# Moving from CVS to SVN for syncing source tree



## Orum (Oct 8, 2012)

As many know, the ports tree will soon be unavailable via CVS.  I imagine at some point in the near future the source tree will drop CVS support as well.  Thus I'd like to move to SVN for maintaining the source tree on my machines, but I've run into a couple issues.  I know about the Subversion Primer, but that seems mostly oriented toward developers.

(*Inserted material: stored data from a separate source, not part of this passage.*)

PR #702, opened 2016-06-13
If X-Stormpath-Agent header is set, its value should be prepended to the User Agent string

### LINKED ISSUE #478: Ensure that User Agent string prepends client substring if header is present
related to #287 

Per: https://github.com/stormpath/stormpath-framework-spec/pull/33

If the `X-Stormpath-Agent` header is set, its value should be *prepended* to the User Agent string.

The "sweet spot" for this is: `DefaultDataStore.applyDefaultRequestHeaders`. We can check for the `X-Stormpath-Agent` header on the `request` and, if present, prepend to this call:

```
request.getHeaders().set("User-Agent", USER_AGENT_STRING);
```

mraible:
Fixes #478.

I'd love to write a test for this, but I'm not sure what the best way to do that is.


mraible:
Closing to re-branch of master after big merge.

PR #704, opened 2016-06-14
Ensure that User Agent string prepends X-Stormpath-Agent header if it exists

### LINKED ISSUE #478: Ensure that User Agent string prepends client substring if header is present

mraible:
Fixes #478.

### DIFF
--- a/impl/src/main/java/com/stormpath/sdk/impl/ds/DefaultDataStore.java
+++ b/impl/src/main/java/com/stormpath/sdk/impl/ds/DefaultDataStore.java
@@ -28,6 +28,7 @@ import com.stormpath.sdk.impl.ds.cache.WriteCacheFilter;
 import com.stormpath.sdk.impl.error.DefaultError;
 import com.stormpath.sdk.impl.http.CanonicalUri;
 import com.stormpath.sdk.impl.http.HttpHeaders;
+import com.stormpath.sdk.impl.http.HttpHeadersHolder;
 import com.stormpath.sdk.impl.http.MediaType;
 import com.stormpath.sdk.impl.http.QueryString;
 import com.stormpath.sdk.impl.http.QueryStringFactory;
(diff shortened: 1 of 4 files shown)


impl/src/main/java/com/stormpath/sdk/impl/ds/DefaultDataStore.java
```diff
@@ -571,8 +573,14 @@ private Response execute(Request request) throws ResourceException {
 
     protected void applyDefaultRequestHeaders(Request request) {
         request.getHeaders().setAccept(java.util.Collections.singletonList(MediaType.APPLICATION_JSON));
-        request.getHeaders().set("User-Agent", USER_AGENT_STRING);
-        if (request.getHeaders().getContentType() == null){
+        List<String> stormpathAgents = request.getHeaders().get(STORMPATH_AGENT);
```
jarias: I don't think this is the right implementation, the X-Stormpath-Agent according to spec comes form our client side integrations like Angular, so when they do a request to the backend web integration (express or spring for example) they pass that header so we can added if present to the request that would be send to stormpath, here you are looking at the request we build to talk to the stormpath API not the one that comes from a web integration.

Se for example the express impl https://github.com/stormpath/express-stormpath/blob/10252505b7c4602e52771fb65656b9e73937f598/lib/stormpath.js#L89 their middleware checks a request from client and adds it to what express user agent string.

Or the Go impl again it captures client requests and looks for that header so it can attach it to the user agent string when an API call is made https://github.com/jarias/stormpath-sdk-go/blob/38f5a99365b337ec1e7a2ae944df2195f2a7fdae/web/web.go#L167

@lhazlewood, @mrioan or @dogeared correct me if I'm wrong.

mrioan:
hello @mraible I tried with `Spring Boot WebMVC` but I do not see the `X-Stormpath-Agent` ever reaching the `DefaultDataStore#applyDefaultRequestHeaders`. I do see the request coming to that method, but the header is not there. Did you try it yourself in some particular way?

I used both `httpie` and `curl` like this:

```
http -f POST http://localhost:8080/oauth/token Origin:http://localhost:8080 X-Stormpath-Agent:XXXXX grant_type=password username=EMAIL password=PASSWD
```
```
curl -L -X POST -H "Content-Type: application/x-www-form-urlencoded" -H "X-Stormpath-Agent: XXXXX" -H "Accept: application/json" -u "APIKEY_ID:APIKEY_SECRET" -d "grant_type=client_credentials" http://localhost:8080
```

impl/src/main/java/com/stormpath/sdk/impl/ds/DefaultDataStore.java
mraible: I see what you're saying @jarias. I implemented this here based on @dogeared's advice in https://github.com/stormpath/stormpath-sdk-java/issues/478#issue-133070087. If `DefaultDataStore.applyDefaultRequestHeaders` is not the spot for this, where should should it go?

jarias: Maybe a new web filter is needed for this.

mraible:
I implemented a `ThreadLocal` to store the headers. Please review again @jarias and @mrioan.

jarias:
@mraible LGTM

First is moving from one branch to another, i.e. the CVS equivalent of changing tags, such as from RELENG_9_0 to RELENG_9_1.  In SVN, I would have thought this would be possible just by checking out to the same location with a different URL, but this doesn't work.  For instance, if I've already checked out svn://svn.freebsd.org/base/stable/9 (RELENG_9 in CVS) to /usr/src/, and then try to change to what would be RELENG_9_1 in CVS via this command:
[CMD="svn"]co svn://svn.freebsd.org/base/releng/9.1 /usr/src[/CMD]
I get the following error: 
	
	



```
svn: E155000: '/usr/src' is already a working copy for a different URL
```
Of course, I can rm -r /usr/src/.svn, and then check out the new branch, but is this the correct procedure?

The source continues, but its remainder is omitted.